Transiting Jupiters around M-dwarfs have similar masses to FGK warm-Jupiters

TL;DR

This study compares the masses of transiting giant planets around different star types, revealing that M-dwarf Jupiters have similar masses to FGK warm-Jupiters when super-Jupiters are excluded, highlighting the role of disk mass in planet formation.

Contribution

It demonstrates that the average mass of M-dwarf Jupiters is similar to FGK warm-Jupiters when excluding super-Jupiters, emphasizing disk mass as a key factor in giant planet formation.

Findings

M-dwarf Jupiters have lower average mass due to fewer super-Jupiters.

Excluding super-Jupiters, M-dwarf and FGK warm-Jupiters have similar masses.

Potential transition in super-Jupiter occurrence around F-type stars at the Kraft break.

Abstract

This paper presents a comparative analysis of the bulk properties (mass and radius) of transiting giant planets ($\gtrsim$ 8$R_{\oplus}$) orbiting FGKM stars. Our findings suggest that the average mass of M-dwarf Jupiters is lower than that of their solar-type counterparts, primarily due to the scarcity of super-Jupiters ( $\gtrsim$ 2 $M_J$) around M-dwarfs. However, when super-Jupiters are excluded from the analysis, we observe a striking similarity in the average masses of M-dwarf and FGK warm-Jupiters.

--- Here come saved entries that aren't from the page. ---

PR #8370, opened 2026-08-17
Feature: Preload Next Queued If Audio 

ryco117:
Reduce playback gaps between consecutive audio files by preloading the next queued item if it is also audio. This isn't stricly a gapless audio playback, but it is significantly better than the existing behavior, producing results without a perceivable gap.

Meant to address discussion #7568.

### Changes

Adds a new playback setting to control whether this mechanic should be enabled, defaulting to false. When enabled, playback starts will check if the current and next queued items are audio and if so it will preload the next item so it is ready for playback at the end of the current track. Otherwise, existing behavior is preserved.

Before:
image

After:
image

### Code assistance
Used Copilot CLI and Copilot VS Code plugin for initial prototyping and some bug fixes.

## TODO
* [ ] Remove console debugging prints
* [ ] Refactor so that `invalidatePreloadedTrackIfNextChanged()` isn't using `player._` ("private") properties.
* [ ] Refactor to a cleaner preload state instead of multiple new, and related, preload properties on the player. (Honestly, made the code more complicated, might not prefer this).
* [ ] Avoid race condition issues by using proper async/awaiting on completion of preload step when switching to next track
* [x] Check if `onShuffleQueueModeChange` affects next queued item (and invalidate preload if so).
* [ ] Current implementation discards preloaded track when "Next track" is pressed due to integration into `HtmlAudioPlayer self.stop`. Should be able to leverage preloaded track when skipping to next track directly.

---


src/components/playback/playbackmanager.js
```diff
@@ -3512,7 +3534,61 @@ export class PlaybackManager {
...
+                            setPlaylistState(nextItem.item.PlaylistItemId, nextItem.index);
+
+                            player.activatePreloadedTrack().then(({ item, mediaSource }) => {
+                                // Wire up the new stream info now that the element is playing.
+                                const playerData = getPlayerData(player);
+                                playerData.streamInfo = createStreamInfo(
+                                    ServerConnections.getApiClient(item.ServerId),
+                                    'Audio', item, mediaSource, 0, player
+                                );
+                                playerData.streamInfo.playbackStartTimeTicks = new Date().getTime() * 10000;
```
ryco117, line 3554: `new Date().getTime()` seems to be what the other `playbackStartTimeTicks` setters are using; perhaps a future PR should update them all together for consistent behavior. (In reference to the analysis warning suggesting `Date.now()` be used)

src/plugins/htmlAudioPlayer/plugin.js
```diff
@@ -115,6 +124,8 @@ class HtmlAudioPlayer {
             let val = options.url;
             console.debug('playing url: ' + val);
             import('../../scripts/settings/userSettings').then((userSettings) => {
```
ryco117, line 153: **Observation:** This asynchronous reading of `userSettings` is not tied to the returned `enableHlsPlayer` promise. This is implicitly a race condition. I did not fix because I want this change to be as close to a no-op as I can for users that are not opted in, but let me know what you think,

PR #359, opened 2020-11-20
Register a non-standard LSP content request for resolving schemas on the client side

JPinkney:

### What does this PR do?
This PR registers a non-standard LSP request used specifically for VSCode. This LSP request gets triggered when an HTTP/HTTPS request to a schema is being made. Instead of the server resolving the schema the language server will send the URI to the client-side to be resolved. This has to be done in order to circumvent signed certificate errors that happen when you are trying to fetch the schemas outside of VSCode. From my understanding, VSCode is using Electron which uses Chromium which has certs already installed so this is why we have to do it this way and can't just fetch the schemas normally. I assume this is also why vscode-json-languageservice does the same thing

https://github.com/redhat-developer/vscode-yaml/issues/107

### Is it tested? How?

The only way I know how to test this is on the Red Hat VPN.

You'll need the client-side changes: https://github.com/redhat-developer/vscode-yaml/pull/395

Once you connect to the VPN these schemas should resolve correctly
```
"yaml.schemas": {
    "https://gitlab.cee.redhat.com/cpaas/service/-/raw/development/resources/schemas/release-root.json": "release.yml",
    "https://gitlab.cee.redhat.com/cpaas/service/-/raw/development/resources/schemas/product-root.json": "product.yml"
  }
```

### DIFF
--- a/src/languageservice/services/schemaRequestHandler.ts
+++ b/src/languageservice/services/schemaRequestHandler.ts
@@ -1,16 +1,22 @@
 import { URI } from 'vscode-uri';
-import { IConnection } from 'vscode-languageserver';
+import { IConnection, WorkspaceFolder } from 'vscode-languageserver';
 import { xhr, XHRResponse, getErrorStatusDescription } from 'request-light';
 import * as fs from 'fs';
 
-import { CustomSchemaContentRequest } from '../../requestTypes';
+import { CustomSchemaContentRequest, VSCodeContentRequest } from '../../requestTypes';
 import { isRelativePath, relativeToAbsolutePath } from '../utils/paths';
 
 /**
  * Handles schema content requests given the schema URI
  * @param uri can be a local file, vscode request, http(s) request or a custom request
  */
-export const schemaRequestHandler = (connection: IConnection, uri: string): Promise<string> => {
+export const schemaRequestHandler = (
+  connection: IConnection,
+  uri: string,
+  workspaceFolders: WorkspaceFolder[],
+  workspaceRoot: URI,
+  useVSCodeContentRequest: boolean
+): Promise<string> => {
   if (!uri) {
     return Promise.reject('No schema specified');
   }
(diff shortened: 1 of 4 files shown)


evidolob:
> From my understanding, VSCode is using Electron which uses Chromium which has certs already installed so this is why we have to do it this way and can't just fetch the schemas normally.

That is true, but only for main vscode code, all extensions works in regular Node.JS instance, which spawn from Electron process. Maybe VSCode has some code which set up cert for extensions node.js process. Need to look on that.

JPinkney:
Hmm, it looks like `ps aux` only shows the language server's running in their own process, I can't find any of the client-side side stuff. Do you know of any way to find the VSCode extension client-side process?

evidolob:
Yes, try `ps -ax | grep bootstrap-fork` and look on `--type=extensionHost` option.
[Link on source ](https://github.com/Microsoft/vscode/blob/1273299f3d5849b0966cb3187035b378871889f3/src/vs/workbench/services/extensions/electron-browser/localProcessExtensionHost.ts#L224)
It seems that use `fork` function to spawn process for extensions.

JPinkney:
@aeschli I see that you brought the json schema fetching for http and https into the ext host quite a long time ago (https://github.com/microsoft/vscode/commit/849d9417eab3d8f85792070247bdc99247ce174a), was your reasoning because of self-signed certificates like ours? User's keep running into self signed certificate issues and I'm not sure of a clear way to resolve this other then grabbing the schemas from the extension host as well

evidolob:
@JPinkney I made some investigation on this.
According to [doc](https://code.visualstudio.com/docs/setup/network#_ssl-certificates) VSCode uses Chromium mechanisms to work with TLS. 
It seems that this PR is only reliable way to handle the situation with VPN or self signed certificates.

> What is still currius for me, that vscode run extensions and yaml-ls in same buildin node.js (in different process) with [fork](https://nodejs.org/api/child_process.html#child_process_child_process_fork_modulepath_args_options)  function. So for me, is still unclear, what make the difference in https requests.

evidolob (approved):

Issue #344, opened 2020-11-01
Issue with UI5 YAML  in 0.12.0


AlexanderDemidovich74:
## Describe the bug
No completion for https://sap.github.io/ui5-tooling/schema/ui5.yaml.json

It works in version 0.11.1 in VSCode (though, not completely).  Now the only first object specVersion is suggested...
ajv-cli validates the project's ui5.yaml against this schema without any problems.

## Expected Behavior
Completion support (ctrl+space)

## Environment
VS Code.

evidolob:
@AlexanderDemidovich74 This bug may be fixed with https://github.com/redhat-developer/yaml-language-server/pull/357 as ui5 schema use `if/then/else` conditions. Can you verify?

evidolob:
Fille free to reopen this if you still has a problem

PR #360, opened 2020-11-20
Fix error on completion 'null' value

evidolob:
### What does this PR do?
Fix error during completion when schema contains `null` value in enum, example:
```json
{
   "type": "object",
   "properties": {
      "kind": {
        "enum": [
          "project",
          null
       ],
     }
   }
}
```
With this PR error is gone, but I have doubt about behaviour. 
We generate completion item with label `null` but insert only new line`\n`.
According to yaml spec
```yaml
kind:
```
and 
```yaml
kind: null
```
are equal, but maybe it would be better if we will insert `null\n` instead of just `\n`?
Found during https://github.com/redhat-developer/yaml-language-server/issues/344 investigation.

### Is it tested? How?
Use example schema and yaml content:
```yaml
kind: 
```
call completion after `kind: `, you should see completion list with two items `project` and `null`.

### DIFF
--- a/src/languageservice/services/yamlCompletion.ts
+++ b/src/languageservice/services/yamlCompletion.ts
@@ -899,6 +899,9 @@ export class YAMLCompletion extends JSONCompletion {
   }
 
   private getLabelForValue(value: string): string {
+    if (value === null) {
+      return 'null'; // return string with 'null' value if schema contains null as possible value
+    }
     return value;
   }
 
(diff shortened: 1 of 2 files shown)


JPinkney:
> According to yaml spec
> 
> kind:
> and
> 
> kind: null
> are equal, but maybe it would be better if we will insert null\n instead of just \n?

I think I like the idea of inserting `null\n` a bit better. I tried with it just inserting `\n` but I'm not sure when anyone would actually use the completionitem for that rather then just pressing enter but I could be wrong

evidolob:
@JPinkney Done, just note, to alight with other string completion we will insert just `null` string, without `\n`

joshuawilson (approved):

JPinkney (approved):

We propose that these trends can be explained by a minimum disk dust mass threshold required for Jovian formation through core accretion, which is likely to be satisfied more often around higher mass stars. This simplistic explanation suggests that the disk mass has more of an influence on giant planet formation than other factors such as the host star mass, formation location, metallicity, radiation environment, etc., and also accounts for the lower occurrence of giant planets around M-dwarf stars. Additionally, we explore the possibility of an abrupt transition in the ratio of super-Jupiters to Jupiters around F-type stars at the Kraft break, which could be a product of $v$sin$i$ related detection biases, but requires additional data from an unbiased sample with published non-detections to confirm. Overall, our results provide valuable insights into the formation and evolution of giant exoplanets across a diverse range of stellar environments.